### How to complete this task
In the entries below, how many lines include "there"? Reply with the number and nothing more.

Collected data
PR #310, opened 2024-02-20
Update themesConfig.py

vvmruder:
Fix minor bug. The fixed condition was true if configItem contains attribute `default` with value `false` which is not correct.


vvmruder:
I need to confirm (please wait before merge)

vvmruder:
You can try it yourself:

--

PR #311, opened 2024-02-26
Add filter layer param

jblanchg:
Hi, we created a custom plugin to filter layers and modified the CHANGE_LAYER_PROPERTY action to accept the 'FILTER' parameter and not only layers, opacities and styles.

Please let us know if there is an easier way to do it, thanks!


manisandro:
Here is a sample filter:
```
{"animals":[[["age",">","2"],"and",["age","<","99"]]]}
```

...

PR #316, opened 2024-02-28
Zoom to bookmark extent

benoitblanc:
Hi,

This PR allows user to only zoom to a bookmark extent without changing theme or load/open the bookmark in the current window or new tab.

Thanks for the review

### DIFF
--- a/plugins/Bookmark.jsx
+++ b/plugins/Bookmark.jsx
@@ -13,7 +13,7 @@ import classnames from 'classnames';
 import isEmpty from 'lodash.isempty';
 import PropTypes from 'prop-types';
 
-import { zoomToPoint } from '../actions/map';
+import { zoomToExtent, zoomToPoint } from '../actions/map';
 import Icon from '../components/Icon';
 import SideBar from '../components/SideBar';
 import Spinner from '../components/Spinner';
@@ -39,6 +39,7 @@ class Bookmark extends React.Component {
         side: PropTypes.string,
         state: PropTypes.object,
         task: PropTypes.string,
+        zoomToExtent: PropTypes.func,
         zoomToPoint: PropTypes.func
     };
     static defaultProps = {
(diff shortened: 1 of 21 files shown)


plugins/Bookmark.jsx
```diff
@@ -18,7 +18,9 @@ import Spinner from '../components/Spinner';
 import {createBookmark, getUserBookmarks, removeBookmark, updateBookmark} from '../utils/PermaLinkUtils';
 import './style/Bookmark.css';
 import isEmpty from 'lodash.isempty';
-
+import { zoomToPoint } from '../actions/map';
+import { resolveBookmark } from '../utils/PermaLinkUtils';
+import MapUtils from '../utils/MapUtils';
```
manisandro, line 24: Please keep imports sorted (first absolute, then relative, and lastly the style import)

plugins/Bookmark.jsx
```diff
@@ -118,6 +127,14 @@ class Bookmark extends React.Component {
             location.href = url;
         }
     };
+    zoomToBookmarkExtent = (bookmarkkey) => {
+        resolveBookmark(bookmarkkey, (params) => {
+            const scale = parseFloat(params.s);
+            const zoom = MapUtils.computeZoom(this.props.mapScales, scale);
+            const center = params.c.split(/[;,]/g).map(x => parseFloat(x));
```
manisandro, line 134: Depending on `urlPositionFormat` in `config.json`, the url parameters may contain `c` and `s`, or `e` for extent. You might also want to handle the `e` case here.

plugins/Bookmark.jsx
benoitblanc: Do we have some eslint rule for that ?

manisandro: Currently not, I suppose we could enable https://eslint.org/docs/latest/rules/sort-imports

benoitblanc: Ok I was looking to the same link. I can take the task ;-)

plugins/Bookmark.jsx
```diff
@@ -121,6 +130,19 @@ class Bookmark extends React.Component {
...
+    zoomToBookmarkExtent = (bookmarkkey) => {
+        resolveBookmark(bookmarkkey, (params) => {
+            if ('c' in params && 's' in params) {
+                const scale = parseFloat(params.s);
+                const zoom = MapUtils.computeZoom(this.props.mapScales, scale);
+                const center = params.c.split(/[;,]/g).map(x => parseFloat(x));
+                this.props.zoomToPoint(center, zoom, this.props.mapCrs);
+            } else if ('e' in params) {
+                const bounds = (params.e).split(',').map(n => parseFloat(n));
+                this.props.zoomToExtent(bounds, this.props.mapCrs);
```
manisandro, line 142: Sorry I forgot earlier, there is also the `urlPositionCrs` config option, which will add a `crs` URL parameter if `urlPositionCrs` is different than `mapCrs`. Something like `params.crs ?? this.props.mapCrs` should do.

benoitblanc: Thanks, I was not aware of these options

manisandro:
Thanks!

### Finished exercise
2